The upshot, as described by Noah Berlatsky in an article for NBC Think, is that in a capitalist society, it’s perfectly normal for creators to be deprived of the rights to their work. Marx himself argued this was the conceit that capitalism is built upon: Workers get paid wages in order to produce things that don’t belong to them, whether that’s songs or sweaters or steel rods, while the few who control the means of production—say, industrial machinery (or record labels)—actually own the goods and reap the benefits when they are sold. Marx said that the inevitable result of this system is “alienated labor,” in which workers are estranged from their work and thus, from themselves.

Swift, of course, has had plenty of opportunity to profit from her body of work even without owning her recordings. But as Berlatsky points out, the majority of workers aren’t nearly so lucky. “The catch here is that most people not only don’t own their labor but aren’t in a cultural position to even imagine owning it,” he writes. “Swift can say, ‘I should own my albums,’ and it makes instant sense. But if an assembly line worker said, ‘I should own my cars,’ or a Walmart employee said, ‘I should own my store’ they’d receive substantially less public support, presuming they could even find anyone to listen.”

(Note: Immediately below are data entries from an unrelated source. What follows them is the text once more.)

PR #1730, opened 2020-05-02
Fixes #1729: Use 'is changed' instead of non-existent changed filter.

### LINKED ISSUE #1729: Ansible playbook 'Rebooting on Raspbian' task never succeeds on latest Ansible
**Version:**

N/A

**K3s arguments:**

N/A

**Describe the bug**

When running the latest Ansible playbook, even against servers running non-Raspbian OSes, I get the fatal error:

```
TASK [raspbian : Rebooting on Raspbian] ********************************************************************************
Friday 01 May 2020  22:14:35 -0500 (0:00:02.824)       0:00:38.498 ************ 
fatal: [turing-master]: FAILED! => {"msg": "The conditional check '( boot_cmdline | changed ) and ( ansible_facts.architecture is search(\"arm\") )' failed. The error was: template error while templating string: no filter named 'changed'. String: {% if ( boot_cmdline | changed ) and ( ansible_facts.architecture is search(\"arm\") ) %} True {% else %} False {% endif %}\n\nThe error appears to be in '/Users/jgeerling/Development/GitHub/k3s/contrib/ansible/roles/raspbian/tasks/main.yml': line 19, column 3, but may\nbe elsewhere in the file depending on the exact syntax problem.\n\nThe offending line appears to be:\n\n\n- name: Rebooting on Raspbian\n  ^ here\n"}
...ignoring
```

And that error is repeated once for each server.

The error doesn't block the entire playbook from running, however, because of the line:

```yaml
ignore_errors: true
```

**To Reproduce**

Run the playbook inside `contrib/ansible` according to the README on Ansible 2.9 or later.

**Expected behavior**

The playbook runs without issue.

**Actual behavior**

The playbook has a fatal error that is ignored, leading to the reboot never occurring on Raspbian (or, well, any ARM-based server).

**Additional context / logs**

N/A

geerlingguy:
Closes #1729.

This PR is necessary to make the 'Rebooting on Raspbian' task work at all; without the change the task silently fails on every run, regardless of architecture.﻿

### DIFF
--- a/contrib/ansible/roles/raspbian/tasks/main.yml
+++ b/contrib/ansible/roles/raspbian/tasks/main.yml
@@ -19,6 +19,6 @@
 - name: Rebooting on Raspbian 
   shell: reboot now
   ignore_errors: true
-  when: ( boot_cmdline | changed )
+  when: ( boot_cmdline is changed )
           and
         ( ansible_facts.architecture is search("arm") )


davidnuzik:
Thanks for the contribution. LGTM

PR #1731, opened 2020-05-02
Fix typo in Ansible README file scp command.

geerlingguy:
When I was setting up my cluster, I got to the point where the Ansible README recommends copying down the kubeconfig file from the master server, but the command fails because the path is incorrect. It should be ~/.kube/config and not ~/kube/config (note the missing '.').﻿


davidnuzik:
Thank you and LGTM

That said, creative professionals and artists do seem increasingly invested in finding ways to challenge the status quo. As Swift writes in her Tumblr post, one of the reasons she signed with her new record label, Universal Music Group, was that the deal gives her ownership over her master recordings. Writers and photojournalists are pushing back against rights grabs, while musicians like Amanda Palmer and Chance the Rapper have opted not to sign with record labels in order to retain control of their work. And on the small-business level, the Harvard Business Review predicts that employee-owned companies, already gaining traction in the US, will continue to grow in popularity over the next few decades.

Changing a system that regularly demoralizes workers by removing their sense of ownership over the things they create, however, is a much bigger endeavor.